Don't Buy a New Car Today for One Very Important Reason

NEW YORK (TheStreet) -- Would you have bought real estate in San Francisco on April 17, 1906, had you known that there would be an earthquake the following day? Would you have bought stocks on October 16, 1987, had you known that the market would crash on October 19?

I'll let you in on a free tip: Don't buy a new car today. Or tomorrow, either. Wait at least a couple of months. There's a reason why any car you buy now will lose value disproportionately compared to a car you might buy later this year.

The reason? Apple's (AAPL) Apple CarPlay and Google's (GOOGL) Android Auto. Once consumers use these systems that integrate seamlessly with technology they are already used to, they'll never want to go back.

A bespoke in-car infotainment system is inferior to most smartphones. For starters, it's a new interface, so you have to learn something new. Even if it were designed well, you have a hard time keeping up with learning your constantly changing smartphone.

Probably the simplest thing people want to do, that they find difficult in most cars: Entering an address for the navigation system. Everyone knows how easy it is on their smartphone. Shouldn't it be as simple on your car? Of course it should, and with Android Auto and Apple CarPlay it soon will be.

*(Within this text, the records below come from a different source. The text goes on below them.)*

PR #3254, opened 2025-11-10
[eas-cli] remove plugins evaluation from workflow:run

Kudo:
# Why

customer requested feature to run `eas workflow:run` without node_modules installation

# How

if people having custom config-plugins, the `eas workflow:run` will need node_modules installation. this pr tries to remove the requirements

# Test Plan

```sh
$ bunx create-expo-app -t blank@sdk-54 sdk54
$ cd sdk54
$ npx expo install expo-build-properties
$ bunx eas-cli workflow:create
$ rm -rf node_modules
$ bunx eas-cli workflow:run .eas/workflows/test.yml
```

### DIFF
--- a/CHANGELOG.md
+++ b/CHANGELOG.md
@@ -16,6 +16,7 @@ This is the log of notable changes to EAS CLI and related packages.
 ### 🧹 Chores
 
 - Fix yarn watch. ([#3251](https://github.com/expo/eas-cli/pull/3251) by [@quinlanj](https://github.com/quinlanj))
+- Remove the **node_modules** installation requirement for `workflow:run` command. ([#3254](https://github.com/expo/eas-cli/pull/3254) by [@kudo](https://github.com/kudo))
 
 ## [16.26.0](https://github.com/expo/eas-cli/releases/tag/v16.26.0) - 2025-10-29
 


packages/eas-cli/src/commands/workflow/run.ts
```diff
@@ -135,7 +135,9 @@ export default class WorkflowRun extends EasCommand {
     const {
       projectId,
       exp: { slug: projectName },
-    } = await getDynamicPrivateProjectConfigAsync();
+    } = await getDynamicPrivateProjectConfigAsync({
+      skipPlugins: true,
```
sjchmiela, line 139: Oh interesting! Didn't know this was a thing! And I guess config plugins are not expected to influence the project ID anyhow, right?

Kudo: > I guess config plugins are not expected to influence the project ID anyhow, right?

a config plugin mod can theoretically do anything like changing the project id in app.json, or even removing itself from the plugins array. however, that would break much assumptions. i expect people would not do that. it's just a bad idea.

that said, it should be safe the skip plugins when getting project id and project slug.

PR #3257, opened 2025-11-14
[eas-cli] fix: When warning about usage overages, the build profile's env was not applied before evaluating config

macksal:
# Why

#3236 was recently merged, adding a check for the EAS account's build usage and issuing a warning before running a build. It introduced a bug: it evaluates the project's config to get the EAS projectId, but it doesn't apply the `env` from the build profile beforehand. All other code that reads the config will first

This created an issue in my CI builds where I am pinned to the latest CLI version. Because my `app.config.ts` depends on certain values being set in the environment (and throws if they aren't): this caused the entire build command to fail. It seems sensible to keep the previous behaviour where `eas build` will always apply `env` from the relevant build profile before evaluating `app.config.ts`.

# How

Move the code that issues the warning to deeper within the runBuildAndSubmitAsync flow, after the build profile has been read, and the `env` from that profile is available and used when evaluating the project config.

# Test Plan

The test added in #3236 is still passing, and this PR removes the problematic behaviour (evaluating the project config without applying env from the build profile).

### DIFF
--- a/packages/eas-cli/src/build/runBuildAndSubmit.ts
+++ b/packages/eas-cli/src/build/runBuildAndSubmit.ts
@@ -52,6 +52,7 @@ import {
 import { checkExpoSdkIsSupportedAsync } from '../project/expoSdk';
 import { validateMetroConfigForManagedWorkflowAsync } from '../project/metroConfig';
 import {
+  getOwnerAccountForProjectIdAsync,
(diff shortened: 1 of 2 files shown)


macksal:
/changelog-entry bug-fix When warning about usage overages, the build profile's env was not applied before evaluating config

PR #3260, opened 2025-11-17
[eas-cli] Fix usage warning bug in `eas:build`

mackenco:
# Why

Received a [bug report ](https://github.com/expo/eas-cli/pull/3236#issuecomment-3532051546) that the `eas:build` command was failing on latest. We were checking the project config too early. 

# How

Moved the `maybeWarnAboutUsageOveragesAsync` call later into the command; now it's called in `prepareAndStartBuildAsync`, after we know we have a config. I put it early in this function because 1) I wanted to warn _before_ we start the build 2) I wanted it to come before most of the other info logged by the command but 3) after `createBuildContextAsync` is run, since this grabs the `accountId`. 

# Test Plan

I overrode the logic in `maybeWarnAboutUsageOveragesAsync` to always warn locally. I think it's a little odd that it comes after the incremented log, but felt like a logical place in the code for this to live. 
Multiple builds: 
Multi build

Single build:
Screenshot 2025-11-17 at 1 39 46 PM

### DIFF
--- a/package.json
+++ b/package.json
@@ -37,5 +37,6 @@
   "volta": {
     "node": "20.11.0",
     "yarn": "1.22.21"
-  }
+  },
+  "packageManager": "yarn@1.22.22+sha512.a6b2f7906b721bba3d67d4aff083df04dad64c399707841b7acf00f6b133b7ac24255f2652fa22ae3534329dc6180534e98d17432037ff6fd140556e2bb3137e"
 }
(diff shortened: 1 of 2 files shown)


packages/eas-cli/src/build/runBuildAndSubmit.ts
```diff
@@ -409,6 +411,15 @@ async function prepareAndStartBuildAsync({
     env,
   });
 
+  if (!hasWarnedAboutUsageOverages && !flags.localBuildOptions.localBuildMode) {
```
mackenco, line 414: This this function could run multiple times (per build profile), we want to track if we've warned and only do it once.

douglowder (approved):

PR #3269, opened 2025-11-30
Allow exit from credentials command

douglowder:
# Why

The command `eas credentials` does not provide a way to exit other than control-C, if no platform flag is passed in.

# How

Add an "Exit" choice to the platform prompt.

# Test Plan

Tested locally.

### DIFF
--- a/packages/eas-cli/src/credentials/manager/SelectPlatform.ts
+++ b/packages/eas-cli/src/credentials/manager/SelectPlatform.ts
@@ -3,7 +3,7 @@ import { ManageIos } from './ManageIos';
 import { Analytics } from '../../analytics/AnalyticsManager';
 import { DynamicConfigContextFn } from '../../commandUtils/context/DynamicProjectConfigContextField';
 import { ExpoGraphqlClient } from '../../commandUtils/context/contextUtils/createGraphqlClient';
-import { selectPlatformAsync } from '../../platform';
+import { selectPlatformWithExitOptionAsync } from '../../platform';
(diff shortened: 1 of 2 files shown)


douglowder:
* **#3269** <a href="https://app.graphite.com/github/pr/expo/eas-cli/3269?utm_source=stack-comment-icon" target="_blank">Graphite</a> 👈 <a href="https://app.graphite.com/github/pr/expo/eas-cli/3269?utm_source=stack-comment-view-in-graphite" target="_blank">(View in Graphite)</a>
* `main`


<h2></h2>

packages/eas-cli/src/credentials/manager/SelectPlatform.ts
```diff
@@ -20,7 +20,7 @@ export class SelectPlatform {
   ) {}
 
   async runAsync(): Promise<void> {
-    const platform = await selectPlatformAsync(this.flagPlatform);
+    const platform = await selectPlatformAsync(this.flagPlatform, true /* allowExit */);
```
jonsamp: Just curious: why are we passing in a parameter here if it's hard coded to `true`? Is there a future-proofing or code consistency reason?

douglowder: This is an optional parameter that adds the "Exit" option to the prompt shown by this method. This method is used in several places, including places where the exit option should not be shown. I can add a wrapper method instead (e.g. `selectPlatformAsyncWithExitOption`​) to make this a little clearer.

PR #3279, opened 2025-12-26
Feat: submit by local machine

linrongda:
# Why

The current EAS submit only supports cloud-based submission, and the `what-to-test` feature is exclusively available on the enterprise plan.

# How

I added the `packages/eas-cli/src/submit/utils/local.ts` to support local submission, external distribution and etc. by fastlane.

Now, you can use `--local` to submit your app by local machine, and use `--fastlane-args` to support other fastlane args, like `--distribute_external` and etc.

example:

```sh
eas submit --platform ios --profile production --non-interactive --local --path=./example.ipa --fastlane-args="--distribute_external"
```

# Test Plan

I am not good at ts, so I just test in the project in https://github.com/west2-online/fzuhelper-app/pull/318 , the corresponding action is https://github.com/west2-online/fzuhelper-app/actions/runs/20535766528

I also add some unit tests
```sh
npx jest packages/eas-cli/src/submit/utils/__tests__/local-test.ts --runInBand --colors
npx jest packages/eas-cli/src/submit/utils/__tests__/splitArgsString-test.ts --runInBand --colors
```

### DIFF
--- a/packages/eas-cli/src/commands/submit.ts
+++ b/packages/eas-cli/src/commands/submit.ts
@@ -145,7 +145,7 @@ export default class Submit extends EasCommand {
       withServerSideEnvironment: null,
     });
 
-    const flags = this.sanitizeFlags(rawFlags);
+    const flags = this.sanitizeFlags(rawFlags as RawCommandFlags);
 
     await maybeWarnAboutEasOutagesAsync(graphqlClient, [StatuspageServiceName.EasSubmit]);
 
--- a/packages/eas-cli/src/submit/utils/local.ts
+++ b/packages/eas-cli/src/submit/utils/local.ts
@@ -1,11 +1,13 @@
 import { Platform } from '@expo/eas-build-job';
 import { spawn, spawnSync } from 'child_process';
 import fs from 'fs-extra';
+import StreamZip from 'node-stream-zip';
 import os from 'os';
 import path from 'path';
 
 import { AppStoreConnectApiKeyQuery } from '../../graphql/queries/AppStoreConnectApiKeyQuery';
 import Log from '../../log';
+import { parseBinaryPlistBuffer } from '../../utils/plist';
 import { SubmissionContext } from '../context';
 import {
   AscApiKeySource,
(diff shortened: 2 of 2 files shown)


linrongda:
@douglowder
Hello! Would you please take your spare time to review my PR?
Thank you very much!

the-kenneth:
A `--local` flag on eas submit would be useful for us as well. Supporting Android would be great too! 🙏 

Also why is the `what-to-test` arg behind a enterprise plan? Its a very simple arg; its puzzling for the need to have to write a custom fastlane upload script to just get that arg.

linrongda:
> A `--local` flag on eas submit would be useful for us as well. Supporting Android would be great too! 🙏

The app developed by my team is only available in mainland China, and we have no plan to submit it to Google Play Store, so I can't test the Android submission. If you can help me improving this function, I would be grateful.

> Also why is the `what-to-test` arg behind a enterprise plan? Its a very simple arg;

#3023 said that:
This uses related features in other EAS services to provide changelog of a submission. At the moment, this consumes extra computing resources during the process so we're going to make this enabled only for enterprise plan.

> its puzzling for the need to have to write a custom fastlane upload script to just get that arg.

EAS build (iOS) is based on fastlane, so I guess that EAS submit is also based on fastlane on their server.

To add the changelog, you can use it like:

```sh
eas submit --platform ios --profile production --non-interactive --local --path=./example.ipa --what-to-test="changelog" --fastlane-args="--distribute_external"
```

sjchmiela:
Hey @linrongda! I appreciate your pull request very much! You've done a good job.

Unfortunately, merging this in would mean we'd take on the responsibility of maintaining this which is not something we can do. There's so much other stuff to build that is going to help EAS users have better experience!

This being said:
- while indeed `changelog` is limited to Enterprise customers currently in `eas submit`, it is _not_ limited to Enterprise customers if you use [`type: testflight` workflow job](https://docs.expo.dev/eas/workflows/pre-packaged-jobs/#testflight). I encourage you to try it! You can expect more and more improvements coming to workflows in the coming months. Let me know if you have hard time writing a workflow that uses this workflow job to submit an app. [Workflows can accept inputs](https://docs.expo.dev/eas/workflows/syntax/#onworkflow_dispatchinputs).
- you are correct that EAS Submit uses Fastlane under the hood, so writing… even a simple shell script that mimics what `eas submit --local` would do should not be too hard of a problem.
- as far as I know, the only missing part for the script are credentials — you'd just need to generate a new ASC API key and use it for the submission.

Then we have the issue with updates. Car companies are notorious for slow or nonexistent software updates. If you wanted a new infotainment experience, you were better off just buying a new car. Not so going forward.

Some people will object to my thesis:

  • But I don't care about Android Auto or Apple CarPlay.
  • But I just listen to AM or FM radio.
  • But I was happy with my existing car's infotainment system.

My answer: It doesn't matter what you think about Android Auto or Apple CarPlay. What matters is what other people will think about your car when it comes time to trade it in. In a few years, will someone want to buy your car when it doesn't have the technology interface they are already used to? 

But let's say you have $25,000 or $50,000 burning a hole in your pocket, and you want to go pick up a new car as soon as possible. What do you do? Is there an exception to the rule?

As we sit here today, early June, there are only two partial exceptions that are available in the market:

  1. Hyundai Sonata ($25,000). The 2015 model is upgradeable to Android Auto, effective immediately. However, not to Apple CarPlay -- so, buyer beware.
  2. Volvo XC90 ($50,000). The all-new 2016 model is hitting dealerships this month. Volvo says it will be upgradeable to both Android Auto and Apple CarPlay in the coming months (CarPlay in November and Android Auto next March). One wonders if there is a money-back guarantee if those updates somehow fail or otherwise don't materialize as promised.

Therefore, unless you are going for the Hyundai Sonata or Volvo XC90, you should wait to buy a new car until something suitable has entered the market that's either got Apple CarPlay and Android Auto from the start, or is upgradeable to them. You should not have to wait too long, as models so equipped are expected from most automakers in just a couple of months from now.

Most people probably don't know what Apple CarPlay and Android Auto are, or what they do. Were it otherwise, the car malls today would be as empty as post-1986 Chernobyl, as people smartly await the introduction of Apple CarPlay and Android Auto into their cars targeted for purchase.

That could change soon. In just a few months, public awareness about Android Auto and Apple CarPlay will mushroom, thanks to mainstream TV, print and online media advertising the new products. If you don't see it on TV or elsewhere, you will learn about these systems from your friends, family, co-workers and neighbors.

When that happens, in the coming weeks, we may see intelligent car shoppers go on strike, as they tally the available models inside their purchase-timing framework. In the meantime, however, lots of consumers will make the mistake of buying a car now, when they could have benefited greatly by waiting just a few short months.

This article is commentary by an independent contributor. At the time of publication, the author held AAPL.